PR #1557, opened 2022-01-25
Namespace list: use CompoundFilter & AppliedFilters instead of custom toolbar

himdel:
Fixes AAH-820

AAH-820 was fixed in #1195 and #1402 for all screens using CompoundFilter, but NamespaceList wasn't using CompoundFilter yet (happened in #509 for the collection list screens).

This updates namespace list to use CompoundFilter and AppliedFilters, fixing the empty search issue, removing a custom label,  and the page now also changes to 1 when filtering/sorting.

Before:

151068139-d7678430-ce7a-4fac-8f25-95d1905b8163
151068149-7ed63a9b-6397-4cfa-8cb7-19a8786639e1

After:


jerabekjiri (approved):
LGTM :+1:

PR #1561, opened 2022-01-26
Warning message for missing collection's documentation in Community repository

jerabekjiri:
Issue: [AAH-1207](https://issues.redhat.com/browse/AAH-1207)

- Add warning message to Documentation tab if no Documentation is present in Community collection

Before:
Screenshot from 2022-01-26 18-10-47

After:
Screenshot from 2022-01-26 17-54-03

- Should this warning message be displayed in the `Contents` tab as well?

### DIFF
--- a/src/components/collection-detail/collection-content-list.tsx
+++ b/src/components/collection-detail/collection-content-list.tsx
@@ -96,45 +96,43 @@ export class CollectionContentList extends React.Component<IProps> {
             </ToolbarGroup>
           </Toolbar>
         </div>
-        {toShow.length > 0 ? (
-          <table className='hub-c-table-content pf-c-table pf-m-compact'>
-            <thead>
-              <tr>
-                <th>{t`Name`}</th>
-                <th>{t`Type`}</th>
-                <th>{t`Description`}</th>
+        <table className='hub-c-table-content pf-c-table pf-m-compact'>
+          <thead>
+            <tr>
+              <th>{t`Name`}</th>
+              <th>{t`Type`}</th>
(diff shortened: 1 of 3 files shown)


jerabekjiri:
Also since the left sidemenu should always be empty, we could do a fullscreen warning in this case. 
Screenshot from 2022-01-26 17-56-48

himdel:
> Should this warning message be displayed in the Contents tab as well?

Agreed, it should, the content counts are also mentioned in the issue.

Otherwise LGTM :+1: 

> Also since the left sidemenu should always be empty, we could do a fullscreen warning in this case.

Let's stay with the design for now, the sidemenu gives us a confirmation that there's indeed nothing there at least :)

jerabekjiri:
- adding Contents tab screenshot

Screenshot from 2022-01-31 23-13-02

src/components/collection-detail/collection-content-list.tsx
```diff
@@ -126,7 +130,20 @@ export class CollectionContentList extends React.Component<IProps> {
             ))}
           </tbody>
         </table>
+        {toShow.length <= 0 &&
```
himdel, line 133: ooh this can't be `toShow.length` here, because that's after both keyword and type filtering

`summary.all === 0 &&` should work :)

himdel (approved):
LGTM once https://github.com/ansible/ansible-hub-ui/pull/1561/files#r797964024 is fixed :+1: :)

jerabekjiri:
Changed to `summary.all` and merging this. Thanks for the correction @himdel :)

□ □ □

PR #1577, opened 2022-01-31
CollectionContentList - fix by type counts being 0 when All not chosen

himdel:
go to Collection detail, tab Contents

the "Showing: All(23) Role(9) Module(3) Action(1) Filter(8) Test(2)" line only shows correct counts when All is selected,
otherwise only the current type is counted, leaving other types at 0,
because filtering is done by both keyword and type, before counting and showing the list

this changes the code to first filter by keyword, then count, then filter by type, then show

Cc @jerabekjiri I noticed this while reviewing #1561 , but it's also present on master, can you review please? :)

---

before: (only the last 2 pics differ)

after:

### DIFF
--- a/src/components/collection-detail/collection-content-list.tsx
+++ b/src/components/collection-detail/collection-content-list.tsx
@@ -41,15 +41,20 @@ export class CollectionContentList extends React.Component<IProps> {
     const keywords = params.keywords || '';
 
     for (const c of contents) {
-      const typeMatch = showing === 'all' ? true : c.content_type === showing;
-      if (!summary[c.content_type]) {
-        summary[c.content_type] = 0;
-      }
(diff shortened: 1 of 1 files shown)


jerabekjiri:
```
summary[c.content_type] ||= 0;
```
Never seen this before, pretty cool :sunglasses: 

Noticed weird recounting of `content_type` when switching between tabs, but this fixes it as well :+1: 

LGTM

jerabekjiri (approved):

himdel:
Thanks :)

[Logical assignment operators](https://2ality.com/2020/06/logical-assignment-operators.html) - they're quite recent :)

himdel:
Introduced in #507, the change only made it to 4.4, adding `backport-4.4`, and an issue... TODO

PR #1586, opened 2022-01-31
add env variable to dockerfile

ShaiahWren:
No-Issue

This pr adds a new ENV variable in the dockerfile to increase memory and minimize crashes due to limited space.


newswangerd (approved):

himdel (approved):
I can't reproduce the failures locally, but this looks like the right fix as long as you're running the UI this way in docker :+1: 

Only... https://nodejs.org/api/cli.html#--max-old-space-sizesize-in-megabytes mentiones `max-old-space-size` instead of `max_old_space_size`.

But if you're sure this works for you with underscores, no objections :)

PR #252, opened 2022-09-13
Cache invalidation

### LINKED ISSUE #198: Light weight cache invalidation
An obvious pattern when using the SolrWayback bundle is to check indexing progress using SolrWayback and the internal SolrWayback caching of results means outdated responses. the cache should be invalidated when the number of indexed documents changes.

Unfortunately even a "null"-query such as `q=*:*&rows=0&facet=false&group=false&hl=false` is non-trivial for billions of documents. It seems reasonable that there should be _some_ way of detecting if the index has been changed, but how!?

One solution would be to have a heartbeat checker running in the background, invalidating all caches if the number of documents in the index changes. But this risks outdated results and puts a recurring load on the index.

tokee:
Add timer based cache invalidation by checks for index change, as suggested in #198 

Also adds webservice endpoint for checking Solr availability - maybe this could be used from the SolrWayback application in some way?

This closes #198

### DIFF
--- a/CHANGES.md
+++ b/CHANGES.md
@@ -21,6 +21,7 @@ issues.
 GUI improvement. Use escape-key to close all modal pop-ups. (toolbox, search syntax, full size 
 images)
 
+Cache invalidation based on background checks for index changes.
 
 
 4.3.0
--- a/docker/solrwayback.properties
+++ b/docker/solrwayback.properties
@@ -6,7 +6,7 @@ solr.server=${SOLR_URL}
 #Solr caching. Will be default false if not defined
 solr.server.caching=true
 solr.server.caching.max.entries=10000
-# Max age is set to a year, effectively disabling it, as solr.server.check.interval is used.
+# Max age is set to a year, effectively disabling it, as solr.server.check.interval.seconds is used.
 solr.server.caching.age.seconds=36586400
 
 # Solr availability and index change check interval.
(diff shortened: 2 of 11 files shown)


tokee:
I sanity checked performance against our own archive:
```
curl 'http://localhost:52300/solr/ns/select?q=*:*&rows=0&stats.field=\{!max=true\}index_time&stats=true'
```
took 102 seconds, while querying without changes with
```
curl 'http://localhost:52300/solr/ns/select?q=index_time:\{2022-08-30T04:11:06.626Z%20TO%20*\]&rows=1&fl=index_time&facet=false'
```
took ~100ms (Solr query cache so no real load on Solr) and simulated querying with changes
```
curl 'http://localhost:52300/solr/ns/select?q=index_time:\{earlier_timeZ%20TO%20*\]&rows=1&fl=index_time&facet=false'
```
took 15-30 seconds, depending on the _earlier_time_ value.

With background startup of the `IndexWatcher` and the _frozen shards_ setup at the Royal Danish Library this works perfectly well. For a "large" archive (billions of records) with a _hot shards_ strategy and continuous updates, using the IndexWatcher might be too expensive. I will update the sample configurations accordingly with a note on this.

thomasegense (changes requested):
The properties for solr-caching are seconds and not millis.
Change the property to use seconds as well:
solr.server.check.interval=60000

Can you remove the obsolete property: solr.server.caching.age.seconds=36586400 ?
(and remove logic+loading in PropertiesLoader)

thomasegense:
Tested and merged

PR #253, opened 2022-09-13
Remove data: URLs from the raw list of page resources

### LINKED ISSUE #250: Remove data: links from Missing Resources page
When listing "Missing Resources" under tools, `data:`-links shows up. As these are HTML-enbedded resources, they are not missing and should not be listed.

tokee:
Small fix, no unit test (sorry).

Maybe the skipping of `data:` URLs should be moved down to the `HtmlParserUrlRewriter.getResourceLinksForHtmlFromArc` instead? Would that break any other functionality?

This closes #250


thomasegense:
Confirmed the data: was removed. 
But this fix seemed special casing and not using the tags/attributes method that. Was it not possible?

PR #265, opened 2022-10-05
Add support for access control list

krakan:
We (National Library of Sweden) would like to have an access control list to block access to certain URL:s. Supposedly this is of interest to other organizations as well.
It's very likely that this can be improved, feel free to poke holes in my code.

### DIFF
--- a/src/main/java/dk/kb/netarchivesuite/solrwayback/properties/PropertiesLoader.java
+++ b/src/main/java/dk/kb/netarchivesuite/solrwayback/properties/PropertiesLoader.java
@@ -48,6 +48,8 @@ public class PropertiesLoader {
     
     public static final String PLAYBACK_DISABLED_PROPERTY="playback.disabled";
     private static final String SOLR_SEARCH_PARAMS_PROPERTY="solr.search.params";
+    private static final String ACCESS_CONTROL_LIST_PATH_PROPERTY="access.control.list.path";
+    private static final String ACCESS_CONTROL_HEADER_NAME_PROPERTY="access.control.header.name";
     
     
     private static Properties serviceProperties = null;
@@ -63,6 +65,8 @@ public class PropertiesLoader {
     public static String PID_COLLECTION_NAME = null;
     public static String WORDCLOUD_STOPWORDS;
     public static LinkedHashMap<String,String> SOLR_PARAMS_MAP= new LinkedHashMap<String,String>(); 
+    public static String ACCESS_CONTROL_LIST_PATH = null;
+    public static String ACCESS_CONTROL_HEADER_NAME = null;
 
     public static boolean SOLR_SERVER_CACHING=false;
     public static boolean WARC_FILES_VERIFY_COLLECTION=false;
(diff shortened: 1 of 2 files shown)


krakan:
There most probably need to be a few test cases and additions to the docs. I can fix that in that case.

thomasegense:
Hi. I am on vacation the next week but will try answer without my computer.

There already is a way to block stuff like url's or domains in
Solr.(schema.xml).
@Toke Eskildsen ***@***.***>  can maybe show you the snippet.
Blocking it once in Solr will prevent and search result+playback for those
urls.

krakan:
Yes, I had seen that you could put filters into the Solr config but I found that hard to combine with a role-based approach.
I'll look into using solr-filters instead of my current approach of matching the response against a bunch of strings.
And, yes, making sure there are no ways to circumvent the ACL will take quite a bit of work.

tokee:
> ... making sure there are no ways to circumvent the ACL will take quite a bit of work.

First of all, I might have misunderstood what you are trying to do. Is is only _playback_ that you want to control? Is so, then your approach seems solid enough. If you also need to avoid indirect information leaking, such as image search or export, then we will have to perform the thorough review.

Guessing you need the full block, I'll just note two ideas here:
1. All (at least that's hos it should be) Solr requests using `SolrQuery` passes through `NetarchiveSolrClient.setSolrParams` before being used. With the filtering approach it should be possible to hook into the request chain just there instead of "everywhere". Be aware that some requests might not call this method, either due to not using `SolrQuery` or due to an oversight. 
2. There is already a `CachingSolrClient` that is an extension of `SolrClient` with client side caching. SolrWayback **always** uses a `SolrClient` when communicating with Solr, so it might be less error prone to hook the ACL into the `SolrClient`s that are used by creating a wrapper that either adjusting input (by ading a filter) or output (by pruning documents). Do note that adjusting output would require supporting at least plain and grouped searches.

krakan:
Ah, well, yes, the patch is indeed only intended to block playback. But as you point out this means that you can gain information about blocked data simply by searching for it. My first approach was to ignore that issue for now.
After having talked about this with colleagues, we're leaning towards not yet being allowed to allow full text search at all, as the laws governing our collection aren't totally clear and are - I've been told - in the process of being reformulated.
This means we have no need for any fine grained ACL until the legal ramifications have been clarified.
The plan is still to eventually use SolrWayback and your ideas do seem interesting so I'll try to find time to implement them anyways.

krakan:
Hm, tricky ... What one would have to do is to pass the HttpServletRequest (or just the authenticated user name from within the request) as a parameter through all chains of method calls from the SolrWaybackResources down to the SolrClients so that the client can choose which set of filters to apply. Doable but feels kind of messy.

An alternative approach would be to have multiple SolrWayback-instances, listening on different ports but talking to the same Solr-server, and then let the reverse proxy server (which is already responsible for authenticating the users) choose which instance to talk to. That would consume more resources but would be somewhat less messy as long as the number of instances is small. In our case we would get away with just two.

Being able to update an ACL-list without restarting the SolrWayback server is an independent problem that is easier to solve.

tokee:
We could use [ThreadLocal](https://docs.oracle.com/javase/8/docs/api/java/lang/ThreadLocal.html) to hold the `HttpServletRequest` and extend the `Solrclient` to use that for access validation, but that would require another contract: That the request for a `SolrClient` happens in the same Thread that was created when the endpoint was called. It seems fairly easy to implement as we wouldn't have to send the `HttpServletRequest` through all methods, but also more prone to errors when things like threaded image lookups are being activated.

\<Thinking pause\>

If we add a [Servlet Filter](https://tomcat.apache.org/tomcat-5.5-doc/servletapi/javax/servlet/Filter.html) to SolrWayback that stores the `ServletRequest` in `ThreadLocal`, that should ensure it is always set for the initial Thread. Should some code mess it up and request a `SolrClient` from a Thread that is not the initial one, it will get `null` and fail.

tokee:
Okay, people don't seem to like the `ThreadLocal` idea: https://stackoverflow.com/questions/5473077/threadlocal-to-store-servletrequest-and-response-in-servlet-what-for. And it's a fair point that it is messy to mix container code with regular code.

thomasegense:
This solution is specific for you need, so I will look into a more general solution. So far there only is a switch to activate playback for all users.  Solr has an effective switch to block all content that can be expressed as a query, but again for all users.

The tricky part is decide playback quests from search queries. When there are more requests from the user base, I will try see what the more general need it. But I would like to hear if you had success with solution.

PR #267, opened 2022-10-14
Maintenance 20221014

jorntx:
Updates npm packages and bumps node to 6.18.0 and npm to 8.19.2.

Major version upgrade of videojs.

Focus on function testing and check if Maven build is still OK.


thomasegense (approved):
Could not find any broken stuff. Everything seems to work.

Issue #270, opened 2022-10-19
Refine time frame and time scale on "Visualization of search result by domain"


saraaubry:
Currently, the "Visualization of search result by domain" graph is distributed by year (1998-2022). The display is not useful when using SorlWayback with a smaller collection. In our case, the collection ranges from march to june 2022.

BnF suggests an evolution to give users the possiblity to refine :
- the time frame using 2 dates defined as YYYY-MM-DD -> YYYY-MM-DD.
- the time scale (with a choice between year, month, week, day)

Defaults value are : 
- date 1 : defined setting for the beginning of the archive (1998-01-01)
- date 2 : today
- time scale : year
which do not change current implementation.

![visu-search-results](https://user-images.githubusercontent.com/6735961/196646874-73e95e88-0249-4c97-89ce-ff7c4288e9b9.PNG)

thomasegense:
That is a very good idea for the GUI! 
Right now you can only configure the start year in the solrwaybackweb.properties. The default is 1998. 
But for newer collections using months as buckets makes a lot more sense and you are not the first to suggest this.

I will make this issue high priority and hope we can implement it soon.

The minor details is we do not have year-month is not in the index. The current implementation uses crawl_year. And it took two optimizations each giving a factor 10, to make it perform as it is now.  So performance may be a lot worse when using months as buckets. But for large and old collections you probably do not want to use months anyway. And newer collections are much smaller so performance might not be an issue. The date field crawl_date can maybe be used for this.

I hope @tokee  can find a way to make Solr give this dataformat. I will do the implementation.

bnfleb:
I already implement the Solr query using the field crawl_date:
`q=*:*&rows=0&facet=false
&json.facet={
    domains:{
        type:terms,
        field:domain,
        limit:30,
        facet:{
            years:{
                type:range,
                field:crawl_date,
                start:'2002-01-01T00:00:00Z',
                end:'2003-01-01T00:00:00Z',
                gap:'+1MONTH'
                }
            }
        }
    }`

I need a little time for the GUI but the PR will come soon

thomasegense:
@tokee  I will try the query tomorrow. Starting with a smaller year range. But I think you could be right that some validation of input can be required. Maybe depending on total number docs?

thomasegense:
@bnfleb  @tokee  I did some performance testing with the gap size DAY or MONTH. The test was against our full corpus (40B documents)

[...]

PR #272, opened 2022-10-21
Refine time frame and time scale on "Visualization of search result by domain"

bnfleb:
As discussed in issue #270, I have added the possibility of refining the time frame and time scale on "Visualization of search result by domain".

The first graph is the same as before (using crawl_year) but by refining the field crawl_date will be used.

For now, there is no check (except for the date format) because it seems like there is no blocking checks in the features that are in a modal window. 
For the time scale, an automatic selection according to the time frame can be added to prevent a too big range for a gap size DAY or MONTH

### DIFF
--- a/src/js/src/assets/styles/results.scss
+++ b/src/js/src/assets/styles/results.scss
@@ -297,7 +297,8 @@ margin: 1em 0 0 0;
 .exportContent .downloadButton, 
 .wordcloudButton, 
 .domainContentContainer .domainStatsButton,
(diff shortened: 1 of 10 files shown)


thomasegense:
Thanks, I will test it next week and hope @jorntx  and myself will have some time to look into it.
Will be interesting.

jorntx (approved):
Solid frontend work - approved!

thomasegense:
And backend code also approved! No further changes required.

□ □ □

#### [YOUR OBJECTIVE]
Your reply is to repeat, unchanged, the lines above running from the one with "PR #1557, opened 2022-01-25" up to and including the one with "(diff shortened: 1 of 3 files shown)".

#### [COMPLETED TASK]
PR #1557, opened 2022-01-25
Namespace list: use CompoundFilter & AppliedFilters instead of custom toolbar

himdel:
Fixes AAH-820

AAH-820 was fixed in #1195 and #1402 for all screens using CompoundFilter, but NamespaceList wasn't using CompoundFilter yet (happened in #509 for the collection list screens).

This updates namespace list to use CompoundFilter and AppliedFilters, fixing the empty search issue, removing a custom label,  and the page now also changes to 1 when filtering/sorting.

Before:

151068139-d7678430-ce7a-4fac-8f25-95d1905b8163
151068149-7ed63a9b-6397-4cfa-8cb7-19a8786639e1

After:


jerabekjiri (approved):
LGTM :+1:

PR #1561, opened 2022-01-26
Warning message for missing collection's documentation in Community repository

jerabekjiri:
Issue: [AAH-1207](https://issues.redhat.com/browse/AAH-1207)

- Add warning message to Documentation tab if no Documentation is present in Community collection

Before:
Screenshot from 2022-01-26 18-10-47

After:
Screenshot from 2022-01-26 17-54-03

- Should this warning message be displayed in the `Contents` tab as well?

### DIFF
--- a/src/components/collection-detail/collection-content-list.tsx
+++ b/src/components/collection-detail/collection-content-list.tsx
@@ -96,45 +96,43 @@ export class CollectionContentList extends React.Component<IProps> {
             </ToolbarGroup>
           </Toolbar>
         </div>
-        {toShow.length > 0 ? (
-          <table className='hub-c-table-content pf-c-table pf-m-compact'>
-            <thead>
-              <tr>
-                <th>{t`Name`}</th>
-                <th>{t`Type`}</th>
-                <th>{t`Description`}</th>
+        <table className='hub-c-table-content pf-c-table pf-m-compact'>
+          <thead>
+            <tr>
+              <th>{t`Name`}</th>
+              <th>{t`Type`}</th>
(diff shortened: 1 of 3 files shown)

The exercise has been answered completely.